The taste was… an experience. It was a multi-layered assault on the senses. The initial flavor was one of overwhelming bitterness, like chewing on tree bark. This was swiftly followed by a slimy, swampy middle note, and it finished with a lingering aftertaste of something vaguely metallic and deeply unpleasant. In my thousands of lifetimes, I had been poisoned, cursed, and forced to eat questionable battlefield rations. This was, without a doubt, in the top five worst things I had ever consumed.

I swallowed. Then, I lowered the cup and gave Echo a radiant smile. "This is wonderful," I said, my voice as smooth as silk. "The flavor is so… complex. Very earthy and grounding. Is it a local delicacy?"

The look on Echo’s face was worth every disgusting drop. Her jaw went slack, and her eyes widened in disbelief. Kael's smirk vanished, replaced by a baffled scowl. Their ultimate weapon of interrogation, their carefully brewed concoction of misery, had just been complimented.
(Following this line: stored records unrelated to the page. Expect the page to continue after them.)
PR #217, opened 2021-02-20
Only allow our local ip for the custom ssh port

SaitTalhaNisanci:
Azure seems to be not happy about exposing a port to the internet hence
we switch to exposing it to only our public ip. Also in the utility
scripts we update the custom port source ip as our current local ip as
our ip might change.


onurctirtir:
unfortunately local ip would change after a time unless the person that does testing buys static ip service from isp

SaitTalhaNisanci:
>unfortunately local ip would change after a time unless the person that does testing buys static ip service from isp

That is why we add the local (new) ip again when using the scripts such as `./connect-driver` or `.connect.sh`

onurctirtir:
> > unfortunately local ip would change after a time unless the person that does testing buys static ip service from isp
> 
> That is why we add the local (new) ip again when using the scripts such as `./connect-driver` or `.connect.sh`

I didn't realize that, thanks

SaitTalhaNisanci:
For example for finalizing the valgrind, it will already be a different machine. So the ip will be different so we have `./add-local-ip.sh
` which updates the security rule with the current ip, but also the old one is gone. I guess that is okay.

onurctirtir (approved):

PR #233, opened 2021-09-06
Handle pgbench output difference with PG14

SaitTalhaNisanci:


SaitTalhaNisanci:
I tested this, it seems to be working fine, but I suggest that we remove TPC including connection establishment field for older versions as well so that we can print the same thing for all PG versions, any thoughts @onderkalaci ?

PR #238, opened 2026-06-23
Add Fock distribution bar chart visualization

Aniket-umass:
## Fock distribution bar chart visualization

Adds a `fockdistributionplot` recipe to the Makie extension, visualizing the
Fock-state (number-state) occupation probabilities P(n) of a quantum state as a
bar chart. This mirrors QuTiP's `plot_fock_distribution` and complements the
existing Bloch sphere (spin) and Wigner (phase-space) plotters, extending
visualization coverage to the Fock basis.

### What it does
- For a `Ket`, plots `P(n) = |⟨n|ψ⟩|²`.
- For a density operator, plots the diagonal `P(n) = ⟨n|ρ|n⟩`.
- Default styling matches QuTiP: translucent green bars, y-axis fixed to [0, 1]
  (toggle with `unit_y_range=false`), x = "Fock number", y = "Occupation probability".

### API
- `fockdistributionplot(state; kwargs...)` / `fockdistributionplot!(ax, state; kwargs...)`
- `fockdistributionplot_axis([ax,] state; kwargs...) -> (Figure, Axis, Plot)`
- Attributes: `color`, `alpha`, `width`; axis kwarg: `unit_y_range`.

When no Makie backend is loaded, calling these gives a normal `MethodError`
with a hint to load one (via `Base.Experimental.register_error_hint`).

### Tests
`test/test_fock_plotting.jl` (tag `:plotting`) covers return types, rendering of
coherent / number / thermal states, custom attributes, the `unit_y_range`
toggle, and `Observable` reactivity.

### Notes
- No `Project.toml` changes — reuses the Makie weakdep/extension already in place.

Example:-
Screenshot 2026-07-06 at 10 18 44 PM

PR #241, opened 2026-08-08
Add wave function visualization

Aniket-umass:
Wave function visualization

Adds a wavefunctionplot recipe to the Makie extension, drawing the wave function of a particle state against position or momentum. This complements the existing Bloch sphere (spin), Wigner (phase space) and Fock distribution (number basis) plotters, covering the remaining basis in which states are routinely inspected.

What it does
For a Ket in a PositionBasis, plots ψ(x) against x.
For a Ket in a MomentumBasis, plots ψ(p) against p, with the axis label following the basis.
part selects what is drawn: :abs2 (default, probability density), :abs, :real, :imag.

Amplitudes are divided by √Δx before plotting. gaussianstate and friends store ⟨xᵢ|ψ⟩ = √Δx·ψ(xᵢ) so that the discretised Ket is normalised; without dividing it out the plotted height would depend on the grid resolution rather than on the physical state.

Only pure states are accepted — a density operator has no wave function, so it raises rather than silently plotting something else.

API
wavefunctionplot(state; kwargs...) / wavefunctionplot!(ax, state; kwargs...)
wavefunctionplot_axis([ax,] state; kwargs...) -> (Figure, Axis, Plot)
Attribute: part.

Parts are composable rather than bundled, so components can be overlaid on one axis without the recipe hardcoding any styling:

julia
fig, ax, _ = wavefunctionplot_axis(ψ; part=:real)
wavefunctionplot!(ax, ψ; part=:imag)

Known limitation: overlaid parts currently draw in the same colour, because the recipe does not yet declare cycle = [:color]. Happy to add that here or as a follow-up — I did not want to guess at the Makie 0.24 attribute-inheritance API without checking it properly.

When no Makie backend is loaded, calling these gives a MethodError with a hint to load one, via the same WeakDepHelpers mechanism used in #227 and #238.

Tests

test/test_wavefunction_plotting.jl (tag :plotting) covers return types, rendering in both position and momentum bases, every part, overlaying parts on one axis, Observable reactivity, and the three error paths (wrong basis, mixed state, unknown part).

Note on CI

Two failures on arrival, neither from this code:

Julia 1.10 — this PR uses WeakDepHelpers, so it hits the same unsatisfiable resolve as #227 and #238 until WeakDepHelpers 0.1.2 is registered (QuantumSavory/WeakDepHelpers.jl#13). The registry currently holds only 0.1.0 and 0.1.1, both pinned julia = "1.12.0 - 1".
Julia 1.12 — test_sciml_broadcast_interfaces.jl errors with MethodError: no method matching iterate(::Ket{...}) raised inside OrdinaryDiffEqCore's _ode_initdt_iip. This is repo-wide and unrelated.

test_wavefunction_plotting.jl passes 14/14 locally on Julia 1.12.6, the same version CI runs, alongside test_plotting.jl 9/9.

wavefunction_example


Krastanov:
This looks pretty nice on first quick review. Something that confuses me quite a bit though is, why is the line yellow? That is not the default in Makie and I do not see where it is overwriten here

Krastanov:
What does the following mean, could you elaborate (on all clauses):

> Amplitudes are divided by √Δx before plotting. gaussianstate and friends store ⟨xᵢ|ψ⟩ = √Δx·ψ(xᵢ) so that the discretised Ket is normalised; without dividing it out the plotted height would depend on the grid resolution rather than on the physical state.

Krastanov:
The plot shows two lines but the y axis has just the label "Re(psi)". What are the two lines, how are they to be distinguished, what is the meaning of the y axis label?

Krastanov:
Thanks, @Aniket-umass , this was merged after some minor rework in #268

"It’s… an old recipe," Echo managed to stammer, completely thrown off her game.

Just then, a shadow fell over the doorway. "Echo. Kael. What is going on here?"

It was Jin. He had impeccable timing. He strode into the room, his eyes immediately finding me. He saw the cup in my hands, then looked at the stunned expressions on his followers' faces.

"Master Zero," Echo said, recovering slightly. "We were just offering our guest some refreshment."

Jin’s gaze softened as he looked at me. He saw me, sitting peacefully on a straw mattress in a dusty room, calmly sipping a cup of what he knew was basically poison, and smiling. His estimation of me visibly skyrocketed.

"I see," he said, his voice filled with admiration. "Only a soul of immense purity and fortitude could find grace in such… rustic hospitality. You see, Echo? She is stronger than you think."

He gave me a small, almost imperceptible nod of respect before turning to leave. "Continue," he said over his shoulder. "Make her feel welcome."

The moment he was gone, Echo and Kael stared at me as if I had just grown a second head. Their plan had not only failed, it had backfired spectacularly. They had tried to expose me, and instead, they had only succeeded in making their leader even more infatuated with the mysterious "Luna."

I took another placid sip of the terrible, terrible tea. This was going to be a very long vacation.